◆ **Data under study**:
PR #520, opened 2022-12-15
Update README.cmake

rdp:
Add description of how to install via cmake.


ivmai:
Thank you. Committed with come changes as a6b6720

ivmai:
BTW. Just if you have time and will, it would be better to convert this readme (as well as other non-platform readme files) to .md

rdp:
Thanks.  I'm not exactly sure how to convert them, or are you thinking just the filenames?

ivmai:
Yes, the minimum is to rename (remove "README.", add .md) and update links. The rest is a creative work to make it better readable if viewed on github - to insert formatting symbols where appropriate (like `code`) and convert to links if other doc files are mentioned in these files

PR #521, opened 2022-12-15
Update README.macros

rdp:
Try to define difference between include time macros and build-time settings better.


ivmai:
Thank you committed as c6e1ae1 (with some more changes in the file)

PR #527, opened 2023-02-20
Fix typo in scale.md

deadalnix:
As per title.


ivmai:
Thank you for catching this! Committed as 3d7cc9be4

PR #344, opened 2018-04-20
Add missing id prefixes in p4info.proto

antoninbas:
For PSA externs Register and Digest, as well as for controller packet
headers (header types annotated with @controller_header in P4).

### DIFF
--- a/proto/p4/config/p4info.proto
+++ b/proto/p4/config/p4info.proto
@@ -83,6 +83,7 @@ message P4Ids {
     ACTION = 0x01;
     TABLE = 0x02;
     VALUE_SET = 0x03;
+    CONTROLLER_HEADER = 0x04;
 
     // PSA externs
     PSA_EXTERNS_START = 0x10;
@@ -91,6 +92,8 @@ message P4Ids {
     DIRECT_COUNTER = 0x13;
     METER = 0x14;
     DIRECT_METER = 0x15;
+    REGISTER = 0x16;
+    DIGEST = 0x17;
 
     // externs for other architectures (vendor extensions)
     OTHER_EXTERNS_START = 0x80;


proto/p4/config/p4info.proto
```diff
@@ -91,6 +92,8 @@ message P4Ids {
     DIRECT_COUNTER = 0x13;
     METER = 0x14;
     DIRECT_METER = 0x15;
+    REGISTER = 0x16;
+    DIGEST = 0x17;
```
jafingerhut: Should ACTION_SELECTOR be added to this list as well?  Either that or you have chosen to "merge" it with ACTION_PROFILE, which is already there.

Also, is PSA_EXTERNS_START = 0x10 a "dead value" here, i.e. would the numeric value 0x10 ever be used for any PSA extern objects?  It seems a shame to waste a whole 8-bit value a "gap" between two consecutive ranges like this.  I don't know if Protobuf syntax would let you assign both the names PSA_EXTERNS_START and ACTION_SELECTOR to the value 0x10?

proto/p4/config/p4info.proto
```diff
@@ -83,6 +83,7 @@ message P4Ids {
     ACTION = 0x01;
     TABLE = 0x02;
     VALUE_SET = 0x03;
+    CONTROLLER_HEADER = 0x04;
```
jafingerhut: What in a P4 program would become CONTROLLER_HEADER?  Sorry, I may be behind on the thinking here.

proto/p4/config/p4info.proto
antoninbas: action_selector is merged with action_profile
Ideally, we would have "one psa extern" <-> "one p4runtime entity" <-> "one id prefix value". However, where this falls short, I believe we should favor "one p4runtime entity" <-> "one id prefix value". Since we are unlikely to modify P4Runtime for action profiles / selectors (this is already actively used), that's what I'm going with here.

I agree that it's a shame to waste 4 values in total here. But I think we are unlikely to run out of values for P4_16 built-in objects & PSA externs. If a target needs more than 120 extern types (which I find quite unlikely), a couple extra values is probably not going to make much difference.

proto/p4/config/p4info.proto
antoninbas: Header types annotated with `@controller_header` (this is referred to as `controller_packet_metadata` in the P4Info). This is not architecture-specific IMO, so I added it next to the P4 built-in objects.

PR #346, opened 2018-04-24
Add support for idle timeout for table entries in P4Runtime

### LINKED ISSUE #265: Add idle timeout support to P4 Runtime `TableEntry` message
We need to discuss how we plan on supporting table entry timeout in P4 Runtime. I'm assuming that there is interest in supporting this since this is a common OpenFlow feature (e.g. see flow entry timeouts in https://www.opennetworking.org/images/stories/downloads/sdn-resources/onf-specifications/openflow/openflow-spec-v1.4.0.pdf) and AFAIK is also a common feature in various switch SDKs.

This issue was brought up at the 12/20/2017 PSA WG meeting during a discussion regarding the need for a `idle_timeout` table property to indicate that the match-table should support entry eviction. Minutes for the PSA WG meeting can be found here: https://github.com/p4lang/p4-spec/wiki/PSA-Meeting-Minutes-Dec-20,-2017. At the meeting it was agreed that the table property format would depend on the level of support for idle timeout in P4 Runtime.

As a result, I would like to propose 3 different solutions.
For all these proposals, we add a `uint64 timeout_ns` field to the `TableEntry` protobuf message (https://github.com/p4lang/PI/blob/master/proto/p4/p4runtime.proto#L119) to indicate the timeout in nanoseconds for the entry. We can decide that a value of `0` indicates that the entry is never to be evicted.

Terms I use in the proposal:
  - hard-eviction of entries: the P4 Runtime implementation is in charge of deleting the entry when the timeout expires. This can be done in hardware (for targets which support it) or in the local software stack. Each target is free to implement the feature in any way it wants.
  - streaming of notifications to control-plane: when an entry timeout expires, we generate a P4 Runtime notification (message format TBD) which is streamed to the controller / NOS. The control-plane (local or remote) is in charge of explicitly deleting the entry with a `Write` RPC. The P4 Runtime implementation does not evict table entries itself.

## Proposal 1: boolean table property with hard eviction of entries
With this proposal we define a `psa_idle_timeout` table property which can take values `True|False`. The P4 Runtime implementation is responsible for deleting entries on its own when the timeout expires. We may decide to generate a P4 Runtime notification ex post facto to the control-plane to indicate that an entry has been deleted.

## Proposal 2: boolean table property with streaming of notifications to control-plane
With this proposal we define the same `psa_idle_timeout` table property as for the first proposal. The P4 Runtime implementation must not evict entries of its own accord. Instead it generates P4 Runtime notifications (similar to digest notifications: https://github.com/p4lang/PI/pull/242) which the control-plane can then act on.

## Proposal 3: enum table property with either hard eviction or streaming of notifications
This is the most flexible proposal. We define the following `enum` in psa.p4:
```
enum IdleTimeoutBehavior {
    NO_TIMEOUT,  // default if psa_idle_timeout property missing
    HARD_EVICTION,
    NOTIFIY_CONTROL_ONLY
}
```
The table property `psa_idle_timeout` can then use any member of the enum (which member is used will be reflected in the `P4Info` message). P4 Runtime will accommodate for all possibilities.
We can even imagine more choices:
```
enum IdleTimeoutBehavior {
    NO_TIMEOUT,  // default if psa_idle_timeout property missing
    HARD_EVICTION_WITH_NOTIFICATION,  // notification is sent to control after evicting
    HARD_EVICTION_WITHOUT_NOTIFICATION,  // silently evict
    NOTIFIY_CONTROL_ONLY
}
```

antoninbas:
Necessary changes to p4info.proto and p4runtime.proto to support idle
timeout for table entries. A table supports idle timeout if the
idle_timeout_behavior field in the corresponding P4Info Table message is
set to NOTIFY_CONTROL (we assume that this information comes from the P4
table definition, either as a table attribute or as an annotation).

When a table supports idle timeout, the P4Runtime client can specifiy a
TTL for each TableEntry. This TTL value will be returned to the client
during a Read operation. If an entry hasn't been hit in the last TTL
nanoseconds, a notification is sent to the client on the
StreamChannel. After a notification is sent, the P4Runtime server resets
the timer for this entry, which means a new notification will be sent
after another TTL nanoseconds if the entry is not hit. This means that
it is ok if notifications are "lost" or if the server drops
notifications because the channel / client is too busy.

When reading a TableEntry, the client can elect to read the elapsed time
(in nanoseconds) since the entry was last hit in the data-plane. We use
a protobuf message for this field in order to enable the client to
choose whether this value should be read and returned in the
response. This is consistent with what we do for direct resource fields.

We use a repeated field of TableEntry in the notification message so
that the server can coalesce notifications in one message when
appropriate (we need to define what appropriate means in the spec).

This may not be the most comprehensive proposal, but I believe it is
sufficient for P4Runtime v1.0 as it covers the general use case.

Fixes #265

### DIFF
--- a/proto/p4/config/p4info.proto
+++ b/proto/p4/config/p4info.proto
@@ -192,7 +192,15 @@ message Table {
   // added in the future
   repeated uint32 direct_resource_ids = 7;
   int64 size = 8;  // max number of entries in table
-  bool with_entry_timeout = 9;  // entry ageing is enabled for table
+  // this enum can be extended in the future with other behaviors, such as
+  // "HARD_EVICTION"
+  enum IdleTimeoutBehavior {
+    UNSPECIFIED = 0;
+    NO_TIMEOUT = 1;
+    NOTIFY_CONTROL = 2;
+  }
+  // is idle timeout supported for this table?
+  IdleTimeoutBehavior idle_timeout_behavior = 9;
   // table with static P4 entries, cannot be modified at runtime
   bool is_const_table = 10;
 }
--- a/proto/p4/p4runtime.proto
+++ b/proto/p4/p4runtime.proto
@@ -168,6 +168,18 @@ message TableEntry {
   // default action of the table. If true, the "match" field must be empty and
   // the "action" field must be populated with a valid direct action.
   bool is_default_action = 8;
+  // The TTL for the entry, in nanoseconds. A value of 0 means that the table
+  // entry never "expires".
+  int64 idle_timeout_ns = 9;
+  message IdleTimeout {
+    // Time elapsed - in nanoseconds - since the table entry was last "hit" as
+    // part of a dataplane table lookup.
+    int64 elapsed_ns = 1;
+  }
+  // Table wite: this field should be left unset.
+  // Table read: if the table supports idle timeout and time_since_last_hit is
+  // set in the request, this field will be set in the response.
+  IdleTimeout time_since_last_hit = 10;
 }
 
 // field_match_type ::= exact | ternary | lpm | range | valid
@@ -448,6 +460,7 @@ message StreamMessageResponse {
     MasterArbitrationUpdate arbitration = 1;
     PacketIn packet = 2;
     DigestList digest = 3;
+    IdleTimeoutNotification idle_timeout_notification = 4;
   }
 }
 
@@ -507,6 +520,13 @@ message Role {
   // (default case), it implies all P4 objects and control behaviors are in scope,
   // i.e. full pipeline access.
   google.protobuf.Any config = 2;
+}
+
+message IdleTimeoutNotification {
+  repeated TableEntry table_entry = 1;
+  // Timestamp at which the server generated the message (in nanoseconds since
+  // Epoch)
+  int64 timestamp = 2;
 }
 
 message Uint128 {


antoninbas:
@jafingerhut just like I did for digest, I will update the spec once we agreed on the proto interface

proto/p4/config/p4info.proto
```diff
@@ -192,7 +192,15 @@ message Table {
...
-  bool with_entry_timeout = 9;  // entry ageing is enabled for table
+  // this enum can be extended in the future with other behaviors, such as
+  // "HARD_EVICTION"
+  enum IdleTimeoutBehavior {
+    UNSPECIFIED = 0;
+    NO_TIMEOUT = 1;
+    NOTIFY_CONTROL = 2;
+  }
+  // is idle timeout supported for this table?
+  IdleTimeoutBehavior idle_timeout_behavior = 9;
```
teverman: Is a target free to fail any P4 program defining a table with NOTIFY_CONTROL at compile time if, for example, the hardware provides insufficient timeout support?

proto/p4/p4runtime.proto
```diff
@@ -168,6 +168,18 @@ message TableEntry {
   // default action of the table. If true, the "match" field must be empty and
   // the "action" field must be populated with a valid direct action.
   bool is_default_action = 8;
+  // The TTL for the entry, in nanoseconds. A value of 0 means that the table
+  // entry never "expires".
+  int64 idle_timeout_ns = 9;
```
teverman: Is this field meaningful in a table read request?

Can a target implementation reject idle_timeout_ns values that are too small for hardware support?

proto/p4/p4runtime.proto
```diff
@@ -168,6 +168,18 @@ message TableEntry {
...
+  message IdleTimeout {
+    // Time elapsed - in nanoseconds - since the table entry was last "hit" as
+    // part of a dataplane table lookup.
+    int64 elapsed_ns = 1;
+  }
+  // Table wite: this field should be left unset.
+  // Table read: if the table supports idle timeout and time_since_last_hit is
+  // set in the request, this field will be set in the response.
```
teverman: What does it mean in a streaming notification?

proto/p4/config/p4info.proto
antoninbas: I'll make that clear in the spec.  Maybe we need a general statement there about when a compiler backend should reject a program vs when to use runtime errors.

proto/p4/p4runtime.proto
antoninbas: For a read request, the server should return the value provided by the client when writing the entry.

Regarding supported `idle_timeout_ns` values, I think we should go with "best effort" for the target, instead of failing. In other words, the target should approximate the value as best as possible (kind of like for meter specs). I can add this to the spec.

proto/p4/p4runtime.proto
antoninbas: I'll update the comment for `IdleTimeoutNotifcation` to indicate that only the match key is required for members of the `table_entry` repeated field. I don't think there is value in including other fields (we probably just want to identify which entry has expired so we can remove it), including the `time_since_last_hit` field.

jafingerhut:
As far as coalescing mechanisms go, the one that you have for Digest messages might be appropriate here, too -- not the ack_timeout_ns part, but the maximum number of timeout notifications per 'batched message', and a max_timeout_ns time where that long after the first timeout notification is put into an empty buffer on the server/agent, a message to the client/controller will be generated, even if the bufer has not filled to its max capacity yet.

Do you know of existing use cases where system developers want to configure different timeouts for different table entries in the same table, or is one timeout value for all entries in the same table sufficient granularity there?  If you or anyone in the P4-API working group has such use cases, I am curious to learn a little about them if they are willing/able to share any details.

antoninbas:
@jafingerhut Thanks for the review. I think one limitation is that we do not have the ability to set table-wide properties the way P4Runtime is currently structured.

I'm not aware of any practical use case that requires different timeouts for different entries in the same table. However, I am also not aware of any limitations that would make this fundamentally hard to implement (in the worst case scenario, the switch software can pick the greatest common denominator and use this interval even though not knowing it ahead of time could be somewhat of a challenge).

I am confident that we will be able to add table-wide properties in a backward-compatible fashion should the need arise.

jafingerhut:
@antoninbas I guess it depends upon how an implementation creates these timeout notifications.  I guess no matter how it is implemented, there needs to be some kind of background task scanning through table entries to look for ones that have not been matched for the configured time or longer, since normal data plane operations cannot detect that (since the data plane accessing a table entry by definition makes it become recently accessed).

That background scanning task could physically be implemented in a variety of places, the most likely in an ASIC/FPGA/NPU implementation being the agent software, and the next most likely some kind of embedded CPU or hardware module that scans through the table entries to offload that work from the agent software.

Wherever that background scanning task is implemented, it needs to know what the timeout threshold is for all table entries, and so effectively needs to store some number of bits per installed table entry if it is per-entry-configurable.

Anyway, all of that is just me thinking out loud for why I am now coming to agree that the data plane itself shouldn't become more expensive if the timeout durations are configurable per-entry, so I drop even a shred of a resistance to that level of configurability. :-)

antoninbas:
Merging this now, I will get started on the spec today.

PR #347, opened 2018-04-24
Update code to use ID prefixes defined in p4info.proto

antoninbas:
This required major changes in the PI p4info code: because we group all
resources of the same type based on the ID prefix value, we had to
split-up direct & indirect versions of counters & meters. At the same
time, we tried to keep as much common code as possible between the
direct & indirect versions, and tried to limit the impact on the PI
public interface. As a result, the implementation does look hacky in
places (id_from_name functions in particular).


antoninbas:
Depends on https://github.com/p4lang/p4c/pull/1246

PR #349, opened 2018-04-30
Clarified usage of RECONCILE_AND_COMMIT

samar-abdi:
Will add documentation directly in the P4Runtime google doc.

### DIFF
--- a/proto/p4/p4runtime.proto
+++ b/proto/p4/p4runtime.proto
@@ -561,10 +561,16 @@ message SetForwardingPipelineConfigRequest {
     // type. Returns an error if no saved config is found or if a config is
     // provided with this message.
     COMMIT = 4;
-    // Verify, save and realize the given config. Preserve the forwarding
-    // state in the target. Returns error if no config is provided, or if the
-    // existing forwarding state in the target cannot be preserved for the
-    // given config.
+    // Verify, save and realize the given config, while preserving the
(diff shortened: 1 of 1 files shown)


proto/p4/p4runtime.proto
```diff
@@ -561,10 +561,16 @@ message SetForwardingPipelineConfigRequest {
...
-    // state in the target. Returns error if no config is provided, or if the
-    // existing forwarding state in the target cannot be preserved for the
-    // given config.
+    // Verify, save and realize the given config, while preserving the
+    // forwarding state in the target. This is an advanced use case to enable
+    // changes to the P4 forwarding pipeline configuration with minimal traffic
+    // loss. P4Runtime does not impose any constraints on the duration of the
+    // traffic loss. The support for this option is not expected to be uniform
+    // across all P4Runtime targets. A target that does not support this option
+    // may return a NOT_SUPPORTED error. For targets that support this option,
```
antoninbas: Maybe I'm not looking at the right file, but I do not see a NOT_SUPPORTED error code here: https://github.com/googleapis/googleapis/blob/master/google/rpc/code.proto
This file seems to indicate that UNIMPLEMENTED should be used. Could you check before we merge?

samar-abdi: Thanks for the catch. Fixed!

PR #353, opened 2018-05-15
Added support for multiple clones

samar-abdi:
This will also need change in PSA description to support multiple clones. No changes to the psa.p4 file. Note that I have changed proto field numbering. Hopefully this makes into v1.0 so we don't need to deprecate the old egress_port field.

### DIFF
--- a/proto/p4/p4runtime.proto
+++ b/proto/p4/p4runtime.proto
@@ -353,6 +353,12 @@ message PacketReplicationEngineEntry {
   }
 }
 
+// Used for replicas created for cloning and multicasting actions.
+message Replica {
+  uint64 egress_port = 1;
+  uint64 instance = 2;
+}
+
 // The (egress_port, instance) pair must be unique for each replica in a given
 // multicast group entry. A packet may be multicast by setting the
 // multicast_group field of PSA ingress output metadata to multicast_group_id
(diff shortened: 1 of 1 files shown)


jafingerhut:
@samar-abdi I have created this issue to remind us to bring this up at a future P4 Arch work group meeting: https://github.com/p4lang/p4-spec/issues/621

antoninbas:
In the referenced p4-spec issue for PSA, @jafingerhut wrote:

> Per clone session, add the option that instead of sending the clone to a single egress port, it is sent to a multicast group instead

@samar-abdi's current proposal does not include any reference to multicast, even though that would be one possible way for a target to support multiple clones. When Samar was discussing this proposal with me, I remember that we did consider this alternative, that would indeed tie the "multiple clones" mechanism to multicast:
```
 message CloneSessionEntry {
   uint64 session_id = 1;
   one_of copy {
       uint64 egress_port = 2;
       uint64 multicast_group_id = 3;
   }
   uint64 class_of_service = 4;
   uint64 packet_length_bytes = 5;
 }
```

Since the goal of this PR is to include support for multiple clones in P4Runtime v1.0 and avoid a non backward-compatible change in the near future, maybe we need to make sure everyone is on the same page and get Andy's blessing on this "implementation-agnostic" approach that doesn't explicitly refer to multicast.

samar-abdi:
@antoninbas @jafingerhut 
My only concern with a reference to a multicast group is the extra care it needs when adding/removing the clone session entry. Nothing wrong with it, just that in our experience such references (like flows/groups/members) are a source of bugs because either the controller or the switch missed corner cases in the management of the referenced object.

antoninbas:
I agree with @samar-abdi 
Since there is no way to predict the future PSA discussions and if we want this to be in P4Runtime v1.0, I see no reason not to proceed with merging this.

jafingerhut:
@samar-abdi @antoninbas Sorry for not replying earlier.  I would prefer not to unilaterally make changes to the PSA spec, and I don't have a good guess how the conversation will go on this topic.

I suspect if the P4Runtime API uses something like 'repeated' on '(egress_port, instance)' value pairs, or just 'egress_port' values alone, then if a PSA implementation was able to implement this by using one multicast group for each such clone session "under the hood", that should not be difficult for them to manage in their agent software.

samar-abdi:
This PR should not have any impact on current PSA. As mentioned earlier, the P4Runtime spec will mention that only one replica can be created for a clone session in the current PSA version. If PSA evolves to support multiple clone replicas, we can have a subsequent P4Runtime minor release, which may remove this restriction or add a different restriction on the number of clones.

Since we want to quickly close on both P4Runtime 1.0 proto and spec, can we move forward with merging this PR?

antoninbas:
I'm merging this now. As long as PSA does not _mandate_ that creating multiple clones must be done through multicast, we should not need to change this down the line. I expect some targets will achieve multiple clones by creating a multicast group per session, which - as @jafingerhut mentioned - should be possible to do in the agent.

hanw:
@antoninbas Does P4Runtime support specifying both egress port and multicast group in the same clone session?

antoninbas:
P4Runtime takes as parameter a set of unicast ports for a clone session. This **may** be implemented by the switch stack through the use of a multicast group. The API for defining cloning sessions doesn't mention multicast groups.
See https://github.com/p4lang/p4runtime/blob/master/proto/p4/v1/p4runtime.proto#L420

PR #356, opened 2018-05-19
Add major version number to P4Runtime protobuf packages

### LINKED ISSUE #294: P4Runtime API versioning
@aghaffarkhah @wmohsin this is something we discussed offline but I cannot find any webpage describing this. Could you give an example of a protobuf file with version info?

### LINKED ISSUE #350: proto file definition is causing import loop in golang
I recently updated the .proto files and regenerated my golang grpc code. I'm hitting this issue:

p4/p4runtime.proto and p4/p4types.proto form "package p4" in golang
p4/config/p4info.proto  forms "package p4.config" in golang

package p4 is importing p4/config
p4/config is importing p4 

This is creating an import loop when I compile my go binaries.

antoninbas:
We follow best practices for protobuf cloud services and add the major
version number to the package path. This change affects many C++ source
files in this project and I didn't find a good way to make the diff
smaller by using namespace "tricks".

Fixes #294

This commit also split p4/p4types.proto into p4/v1/p4data.proto and
p4/config/v1/p4types.proto, thus breaking the circular import in golang
between the p4 and p4.config packages.

Fixes #350

### DIFF
--- a/proto/demo_grpc/simple_router_mgr.cpp
+++ b/proto/demo_grpc/simple_router_mgr.cpp
@@ -35,6 +35,9 @@
 
 #include "google/rpc/code.pb.h"
 
+namespace p4rt = ::p4::v1;
+namespace p4config = ::p4::config::v1;
+
 using grpc::ClientContext;
 using grpc::Status;
 using grpc::ClientReaderWriter;
@@ -140,12 +143,12 @@ struct CounterQueryHandler : public MgrHandler {
   CounterQueryHandler(SimpleRouterMgr *mgr,
                       const std::string &counter_name,
                       size_t index,
-                      std::promise<p4::CounterData> &promise)
+                      std::promise<p4rt::CounterData> &promise)
       : MgrHandler(mgr), counter_name(counter_name), index(index),
         promise(promise) { }
 
   void operator()() {
-    p4::CounterData d;
+    p4rt::CounterData d;
     int rc = simple_router_mgr->query_counter_(counter_name, index, &d);
     if (rc) {
       d.set_packet_count(
@@ -156,7 +159,7 @@ struct CounterQueryHandler : public MgrHandler {
 
   std::string counter_name;
   size_t index;
-  std::promise<p4::CounterData> &promise;
+  std::promise<p4rt::CounterData> &promise;
 };
 
 struct ConfigUpdateHandler : public MgrHandler {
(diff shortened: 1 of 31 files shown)


proto/demo_grpc/simple_router_mgr.cpp
```diff
@@ -35,6 +35,9 @@
 
 #include "google/rpc/code.pb.h"
 
+namespace p4rt = ::p4::v1;
```
wmohsin: I feel p4v1 is a better fit. First, its the same number of letters :) But more importantly, the current p4rt is de-emphasizing that these are v1 messages. In the future, when we have v2, we would need to introduce a new alias, and p4v2 would be better than something like p4rt2. Also, at that point, this p4rt would become ambiguous wrt which version it refers to. Finally, re-pointing p4rt to ::p4::v2 will be a no-no (IMHO) since they will be incompatible by definition.
I would say the same for config (p4configv1).
What do you think?

antoninbas: If you are referring specifically to the demo client under demo_grpc, then I agree it should probably use `p4::v1` or `p4v1` instead of `p4rt`.
However if this is a generic remark that includes the server implementation files, I am not sure I agree. Actually the reason why I introduced the `p4rt` alias was to make potential future changes (including v1 -> v2) easier to implement. Even though this is far in the future, I would expect most messages to stay backward-compatible with the change from v1 to v2, and the namespace alias was meant to help keep the CL small.
That being said, there is no urgency to merge this (you also seem to agree with the .proto changes, which is the probably the most important thing to get right at the moment), so I can take some more time to think about this.

wmohsin: I thought about this a little more, and looked at code which follows the guidelines where are trying to adhere to. I do style similar to yours (p4rt=::p4::v1) as well as variants (p4rtv1, p4rtv1, p4rt_v1, etc.). I guess there is no hard and fast rule around this. LGTM.

antoninbas:
@wmohsin I updated the namespace aliases. Even though the fact that the namespace aliases are only used within implementation files means that there should be no name collisions, I can't think of a very good reason not to include the version in the namespace alias. Since we are not able to predict the future, it seems like the safest choice.

antoninbas:
While we could place some stable message definitions under p4/types (as suggested by https://cloud.google.com/apis/design/directory_structure), such as `Uint128`, `Index` and possibly `Error`, it is probably better to get some mileage out of P4Runtime first. I'm not sure it would also be a huge help to implementers, given that the number of messages that would be safe to place under p4/types is probably very small.

If you think p4/types is a good idea, please comment here.

Issue #359, opened 2018-05-25
Use uint32 instead of uint64 for egress_port in P4Runtime multicast Replica message


antoninbas:

samar-abdi:
We can also use uint32 for replica ID, while we are at it. 64 bits seems excessive.

antoninbas:
This has been fixed

PR #364, opened 2018-05-30
Added reserved ports and fixed metadata types to uint32

samar-abdi:
uint32 types for PSA metadata are compatible with the max suggested bitwidths for clone session, multicast group, CoS and replica ID.

### DIFF
--- a/proto/p4/p4runtime.proto
+++ b/proto/p4/p4runtime.proto
@@ -344,6 +344,20 @@ message CounterData {
 }
 
 //------------------------------------------------------------------------------
+// Reserved controller-specified port numbers for reference.
+// Wrapping the enum in a message to avoid name collisions in C++, where "enum
+// values are siblings of their type, not children of it"
+message Ports {
+  enum ReservedPorts {
+    // Port number 0 in invalid. Egress port is initialized to this
+    // controller port number at the beginning of ingress and should
+    // be assigned a valid number in the ingress for all unicast packets.
+    P4RUNTIME_PORT_UNKNOWN = 0;
+    P4RUNTIME_PORT_CPU = 0xFFFFFFFD;
+    P4RUNTIME_PORT_RECIRCULATE = 0xFFFFFFFE;
+  }
+}
+
 // Only one instance of a Packet Replication Engine (PRE) is expected in the
 // P4 pipeline. Hence, no instance id is needed to access the PRE.
 message PacketReplicationEngineEntry {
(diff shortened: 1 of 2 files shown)


proto/p4/p4runtime.proto
```diff
@@ -344,6 +344,20 @@ message CounterData {
 }
 
 //------------------------------------------------------------------------------
+// Reserved controller-specified port numbers for reference.
+// Wrapping the enum in a message to avoid name collisions in C++, where "enum
+// values are siblings of their type, not children of it"
+message Ports {
+  enum ReservedPorts {
+    // Port number 0 in invalid. Egress port is initialized to this
```
antoninbas: s/in/is

proto/p4/p4runtime.proto
```diff
@@ -384,10 +398,10 @@ message MulticastGroupEntry {
 // packet_length_bytes field is 0, no truncation on the clone(s) will be
 // performed.
 message CloneSessionEntry {
-  uint64 session_id = 1;
+  uint32 session_id = 1;
   repeated Replica replicas = 2;
-  uint64 class_of_service = 3;
-  uint64 packet_length_bytes = 4;
+  uint32 class_of_service = 3;
+  uint32 packet_length_bytes = 4;
```
antoninbas: Isn't the best practice to use int32 here? I'm not totally sure but I think I remember @wmohsin mentioning something like this.

proto/p4/p4runtime.proto
```diff
@@ -344,6 +344,20 @@ message CounterData {
...
 
 //------------------------------------------------------------------------------
+// Reserved controller-specified port numbers for reference.
+// Wrapping the enum in a message to avoid name collisions in C++, where "enum
+// values are siblings of their type, not children of it"
+message Ports {
+  enum ReservedPorts {
+    // Port number 0 in invalid. Egress port is initialized to this
+    // controller port number at the beginning of ingress and should
+    // be assigned a valid number in the ingress for all unicast packets.
```
jafingerhut: PSA v1.0 defines that drop=true for all packets when ingress processing begins, and if you want the packet to be sent unicast to a particular egress port, you must change both drop=false and assign a value to egress_port, which in PSA has no initialized value (i.e. a portable PSA program cannot assume it will be initialized to 0, or any other particular value).  See Section 4.2 of the PSA spec and comments on the metadata fields there.  You are welcome to repeat those details here, but simply leaving this comment as '// Port number 0 is invalid.' might be enough here.

antoninbas:
Fixes #359

antoninbas:
@samar-abdi what's the status of this?
I think @wmohsin didn't like the enum wrapping and made changes in the spec.

samar-abdi:
Synced now with the spec. PTAL.

antoninbas:
@samar-abdi the proto file is rejected by the protoc compiler: it looks like it doesn't like such large unsigned integers for enum values

antoninbas:
Superseded by https://github.com/p4lang/p4runtime/pull/52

◆ **Task item**: Print exactly the lines from the beginning of the entries through the line with "For PSA externs". Output nothing more.

◆ **Task response**:
PR #520, opened 2022-12-15
Update README.cmake

rdp:
Add description of how to install via cmake.


ivmai:
Thank you. Committed with come changes as a6b6720

ivmai:
BTW. Just if you have time and will, it would be better to convert this readme (as well as other non-platform readme files) to .md

rdp:
Thanks.  I'm not exactly sure how to convert them, or are you thinking just the filenames?

ivmai:
Yes, the minimum is to rename (remove "README.", add .md) and update links. The rest is a creative work to make it better readable if viewed on github - to insert formatting symbols where appropriate (like `code`) and convert to links if other doc files are mentioned in these files

PR #521, opened 2022-12-15
Update README.macros

rdp:
Try to define difference between include time macros and build-time settings better.


ivmai:
Thank you committed as c6e1ae1 (with some more changes in the file)

PR #527, opened 2023-02-20
Fix typo in scale.md

deadalnix:
As per title.


ivmai:
Thank you for catching this! Committed as 3d7cc9be4

PR #344, opened 2018-04-20
Add missing id prefixes in p4info.proto

antoninbas:
For PSA externs Register and Digest, as well as for controller packet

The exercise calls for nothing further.